After retrieval, the data can be subjected to curation and annotation using Apollo's annotation and visualization interface. In our implementation before write-back into the database all data are tested for redundancy, versioned and inserted into the database. 'Old' data will not be overwritten but are set to a non-visible mode and only more recent and up-to-date annotations are displayed via the public interface. However this functionality has to be provided by the individual web service implementation.

It should be emphasized that usability of the Apollo2Go web service functionality is not restricted to local or in-house use but has successfully been used for non-local annotation of PlantsDB database entries.

Conclusion

The Apollo2Go web service adapter is a powerful extension to the Apollo genome editor. It is ideally suited for manual genome annotation and curation in distributed environments. By combining the widely applied Apollo genome editor with web service functionality, the data exchange is more efficient and the annotation process is more comfortable. The implementation has been made generic. Therefore the method is not restricted to a specific genome data provider or database schema but can be used for different settings and environments. In addition, extended functionality that allows for complex features like security checks before insertion of updated data into the database or data repository may be added to the web service.

Within the annotation process curators are enabled to connect to a remote database, collect the sequences of interest and to display and edit within Apollo. After finishing of the annotation process, the modified data can be directly inserted into the remote database. The necessary read and write access to the database can be secured via password controlled access. Any center hosting genome and annotation data can enable access to the respective data by hosting web services to either serve the data that allows other groups to display it in their Apollo installation or to accept annotated data from approved curators.

Availability and requirements

Project name: Apollo2Go

Project home page: ftp://ftpmips.gsf.de/plants/apollo_webservice

Operating systems: Platform independent (Apollo is now set up to run with JDK1.5 and it runs on Windows, Unix, Linux and Mac platforms).

Programming language: Java; Other requirements: Java 1.5

License: The Apollo JAVA code is Open Source; Apollo is distributed under the terms of the Artistic License http://www.opensource.org/licenses/artistic-license.php and the Apollo source code is available at SourceForge http://sourceforge.net/project/showfiles.php?group_id=27707 as part of the GMOD project http://sourceforge.net/projects/gmod/. We plan to include the Apollo web service adapter package as soon as possible at this place.

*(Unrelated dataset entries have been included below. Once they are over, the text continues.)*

PR #4286, opened 2026-07-29
hal: Update motion to getter/setter.

BsAtHome:
Update the motion controller code. It is mostly a trivial conversion, but there are many pins.

Some pin creation was changed to be consistently wrapped in the `CALL_CHECK()` macro. Also, some ternaries or trivial if/else constructs in setting boolean values were reduced to one-liners.

### DIFF
--- a/src/emc/motion/axis.c
+++ b/src/emc/motion/axis.c
@@ -28,26 +28,26 @@ typedef struct {
 } emcmot_axis_t;
 
 typedef struct {
-    hal_float_t *pos_cmd;           /* RPI: commanded position */
-    hal_float_t *teleop_vel_cmd;    /* RPI: commanded velocity */
-    hal_float_t *teleop_pos_cmd;    /* RPI: teleop traj planner pos cmd */
-    hal_float_t *teleop_vel_lim;    /* RPI: teleop traj planner vel limit */
-    hal_bit_t   *teleop_tp_enable;  /* RPI: teleop traj planner is running */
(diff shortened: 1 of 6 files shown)


src/emc/motion/axis.c
```diff
@@ -380,14 +380,14 @@ void axis_handle_jogwheels(bool motion_teleop_flag, bool motion_enable_flag, boo
...
 
         // disallow accel bogus fractions
-        if (   (*(axis_data->ajog_accel_fraction) > 1)
-            || (*(axis_data->ajog_accel_fraction) < 0) ) {
+        if (   (hal_get_real(axis_data->ajog_accel_fraction) > 1)
+            || (hal_get_real(axis_data->ajog_accel_fraction) < 0) ) {
             aaccel_limit = axis->acc_limit;
         } else {
-            aaccel_limit = *(axis_data->ajog_accel_fraction) * axis->acc_limit;
+            aaccel_limit = hal_get_real(axis_data->ajog_accel_fraction) * axis->acc_limit;
```
grandixximo: Can we have the version with the single getter on top here as well?

BsAtHome: Sure, fixed.

But you have to remember though, there are many places in the code where this type of correction is needed. Many are harder to solve because they are in loops that are rather complex. All the current changes do not make it worse. Improving more can be a separate chore.

grandixximo: Got it, I'll try to be less picky, thank you for fixing it ;-)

Any restrictions to use by non-academics: see terms of the Artistic License http://www.opensource.org/licenses/artistic-license.php.

The Apollo2Go software package is available via anonymous FTP from ftp://ftpmips.gsf.de/plants/apollo_webservice.

The zipped TAR file contains Apollo2Go, the latest executable Apollo genome annotation curation tool (Version 1.6.5, last updated June 29, 2006) extended with the build-in web service adapter (including the example to connect to PlantsDB at MIPS). The Apollo2Go software does not need any additional local installation of Apollo. Memory requirements are unchanged to Apollo's memory requirements and largely depend on the genomic region selected for annotation. At least 164 Mb of RAM, preferably more, are recommended.